>>>>

PR #9593, opened 2019-07-17
Fix #9592: Builds fails on Arch with -DSTATIC=ON flag

### LINKED ISSUE #9592: Builds fails on Arch with -DSTATIC=ON flag
**OS:** Arch Linux
**Version:** develop
**Commit/Build:** 7b317e312c0b8a24584a0403f33f4d722c136729

After pulling a new copy of OpenRCT2, building with -DSTATIC=ON fails with:

[100%] Linking CXX executable openrct2-cli
/usr/bin/ld: libopenrct2.a(String.cpp.o): in function `String::ToUtf8[abi:cxx11](std::basic_string_view<wchar_t, std::char_traits<wchar_t> > const&)':
String.cpp:(.text+0x26e): undefined reference to `icu_64::UnicodeString::fromUTF32(int const*, int)'
<snip>
/usr/bin/ld: libopenrct2.a(LanguagePack.cpp.o):LanguagePack.cpp:(.text._ZN12LanguagePack6FixRTLERNSt7__cxx1112basic_stringIcSt11char_traitsIcESaIcEEE[_ZN12LanguagePack6FixRTLERNSt7__cxx1112basic_stringIcSt11char_traitsIcESaIcEEE]+0x313): more undefined references to `icu_64::UnicodeString::~UnicodeString()' follow
collect2: error: ld returned 1 exit status
make[2]: *** [CMakeFiles/openrct2-cli.dir/build.make:85: openrct2-cli] Error 1
make[1]: *** [CMakeFiles/Makefile2:142: CMakeFiles/openrct2-cli.dir/all] Error 2
make: *** [Makefile:130: all] Error 2

- [ No ] Reproducible in RCT2 (vanilla)? 
- [ No ] Specific to multiplayer?

**Steps to reproduce:**
1. Pull latest OpenRCT2
2. Build using: cmake -DSTATIC=ON -DDISABLE_HTTP_TWITCH=ON -DDISABLE_NETWORK=ON -DDISABLE_TTF=ON -DDISABLE_GUI=ON ../

Note: Building with -DWITH_TESTS=ON also has some failures in the test executables. Same issue not being linked against -licuuc
Ex:
<snip>
/usr/bin/ld: libopenrct2.a(LanguagePack.cpp.o):LanguagePack.cpp:(.text._ZN12LanguagePack6FixRTLERNSt7__cxx1112basic_stringIcSt11char_traitsIcESaIcEEE[_ZN12LanguagePack6FixRTLERNSt7__cxx1112basic_stringIcSt11char_traitsIcESaIcEEE]+0x313): more undefined references to `icu_64::UnicodeString::~UnicodeString()' follow
collect2: error: ld returned 1 exit status
make[2]: *** [CMakeFiles/test_pathfinding.dir/build.make:102: test_pathfinding] Error 1
make[1]: *** [CMakeFiles/Makefile2:112: CMakeFiles/test_pathfinding.dir/all] Error 2
make: *** [Makefile:141: all] Error 2

mremallin:
Fixed Issue #9592 by:
- Adding test-common to multiple test executables
- Adding ${ICU_LIBRARIES} to the library list of openrct2-cli

Please let me know if the fix is incomplete or not proper CMake style.

Thanks!


src/openrct2-cli/CMakeLists.txt
```diff
@@ -16,5 +16,5 @@ file(GLOB_RECURSE OPENRCT2_CLI_SOURCES
 add_executable(${PROJECT_NAME} ${OPENRCT2_CLI_SOURCES})
 target_include_directories(${PROJECT_NAME} PRIVATE "${CMAKE_CURRENT_LIST_DIR}/..")
 ipo_set_target_properties(${PROJECT_NAME})
-target_link_libraries(${PROJECT_NAME} libopenrct2 Threads::Threads)
+target_link_libraries(${PROJECT_NAME} ${ICU_LIBRARIES} libopenrct2 Threads::Threads)
```
janisozaur: It's also required for `openrct2`. In fact, it's required by `libopenrct2`.

test/tests/CMakeLists.txt
```diff
@@ -174,7 +174,7 @@ if (NOT DISABLE_NETWORK)
     add_executable(test_crypt "${CMAKE_CURRENT_LIST_DIR}/CryptTests.cpp"
                               "${CMAKE_CURRENT_LIST_DIR}/TestData.cpp")
     SET_CHECK_CXX_FLAGS(test_crypt)
-    target_link_libraries(test_crypt ${GTEST_LIBRARIES} libopenrct2)
+    target_link_libraries(test_crypt ${GTEST_LIBRARIES} test-common libopenrct2)
```
janisozaur: This doesn't look right. Why is it needed here, when `libopenrct2` is already present?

<<<<

* [The task]:
Say how many lines of the data hold the word "with", and leave out everything but the number.

* [Answer area]:
4